2.3. Иногда котенок замирал средь пустой комнаты, будто остановленный нематериальной преградой. Бывало, его шерстка вздыбливалась, словно б он узрел нечто враждебное. Иногда ж начинал мурлыкать радостно, будто обласканный добрым духом. В моем жилище наверняка гнездились в изобилье и бесы, и ангелы. Мне оно и не казалось надежно упасающим, наоборот – разверстым. Оно зияло отсутствием родных душ, наверняка открытое небесам и бездне.
Мне, конечно, надо было б наделить зверька именем, использовав Адамову привилегию. Пожалуй, в знакомых мне кошках меня больше всего поражала как раз готовность признать свое имя, на него отозваться, странная в таком отрешенном и непокорном зверьке. Они, я знал, усваивают имя быстро и охотно, тем подтверждая неизменность нашей адамической власти над животными. Я был готов наименовать зверька, но вот беда – нужное имя никак не шло мне на ум, – ведь следовало даже не наделить, а угадать истинное, словно предсуществующее, запечатленное в вечности. Дать человеческое, христианское мне казалось едва ль не кощунством, применить расхожую кличку – унизительным для таинственного зверя. Склонный к обобщеньям, я не любил наименований. Даже собственное имя звучало для меня чуждо. Короче сказать, кошка осталась кошкой, непоименованным обобщением, отчасти абстракцией, кошачьей сущностью. Но вот главная причина – интуиция мне подсказывала, что зверек, на которого я первоначально имел весьма скромные виды – обрести дружка и приживалу, сыграет в моей жизни роль куда значительней. Но какую именно, я сперва и не догадывался. Значит, стоило избежать конкретности – пусть будет просто кошка.

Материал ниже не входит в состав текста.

PR #87, opened 2026-09-03
fix(ui): hide the project bar in Settings, and repair usage on macOS

### LINKED ISSUE #90: Usage panel reports nothing on macOS (credentials live in the Keychain, not in .credentials.json)
## What happens

The usage indicators (SESSION / WEEK / SONNET) show `--` on macOS. No figure ever arrives, and a manual refresh changes nothing.

## Why

`UsageService.readOAuthToken()` reads the OAuth token from `~/.claude/.credentials.json`:

```js
const configDir = process.env.CLAUDE_CONFIG_DIR || path.join(os.homedir(), '.claude');
const credPath = path.join(configDir, '.credentials.json');
if (!fs.existsSync(credPath)) { /* … */ return null; }
```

Обрел ли я друга? Да. Но дружба это была зыбкая, как мембрана, в ускользающем понятии, вовсе другая, чем между людьми. Иногда котенок напоминал влюбленную женщину. Мог, забравшись мне на грудь, меня разглядывать часами, иногда поглаживая лапкой, с аккуратно подобранными когтями. Я не только не сгонял зверька, но даже боялся шевельнуться, уважая его местоположение в пространстве, всегда точнейше выбранное, с редким чутьем к жизненному полю. Иногда ж он напоминал младенца, со сладострастным урчаньем посасывая мою руку, видимо, принятую за материнский сосок. Тут уж коготками работал вовсю, оставляя на моей руке багровые крапинки. Но не со зла ведь. Говорят, что кошки привыкают лишь к месту обитания, а к людям холодны. Еще один навет. А может быть, какие как. Моя так уж точно не была ко мне равнодушна, каждый раз встречала у двери с приветливым мурканьем. Если и подхалимаж, то непрямой, – мне радовалась даже и тогда, когда пищи на ее блюдечке было вдоволь.